• WHAT YOU SHOULD DO: Your answer should be the lines below from the one holding "Morpheu5: 🤦" through the one holding "- Add github", copied exactly and with nothing else.

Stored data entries

===============

PR #639, opened 2025-04-21
Tabs to spaces in `.xacro`, `.launch` and `roslaunch` tests

gavanderhoorn:
As per title.

No functional changes.

We had a mix of spaces and/or tabs used for indentation in these files, which was really annoying, especially since we also have mixed 2 and 4 space indents.

Used separate commits to make reviewing slightly more convenient (easier to compare similar changes to similar files).


gavanderhoorn:
This will likely conflict with #636. I'll fix and rebase once that gets merged.

marip8 (approved):

PR #295, opened 2020-09-03
Clean up available symbols so we don't end up with stuff like [''] which breaks menu generation

Morpheu5:


src/app/components/elements/modals/InequalityModal.tsx
```diff
@@ -281,7 +281,7 @@ export class InequalityModal extends React.Component<InequalityModalProps> {
                 ...defaultMenuItems
             }
         }));
-
+debugger;
```
jsharkey13, line 284: Whilst I personally think millions of debugger statements through the code are a good way to annoy anyone trying to use DevTools - we don't want this here!

jsharkey13 (changes requested):

src/app/components/elements/modals/InequalityModal.tsx
Morpheu5: 🤦

jsharkey13 (approved):

PR #299, opened 2020-09-14
Feature/my progress plus plus

Scratchcat1:
Add the following changes to the my progress page:
- Add github style heatmap instead of the activity graph.
- Add the most recently answered and easiest unsolved questions as links.
- Add currently set assignments to page.


jsharkey13:
We have no merged the replacement for this, and so no longer need this. But it was a helpful stepping stone to the final thing!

===============

• PROBLEM SOLUTION:
Morpheu5: 🤦

jsharkey13 (approved):

PR #299, opened 2020-09-14
Feature/my progress plus plus

Scratchcat1:
Add the following changes to the my progress page:
- Add github style heatmap instead of the activity graph.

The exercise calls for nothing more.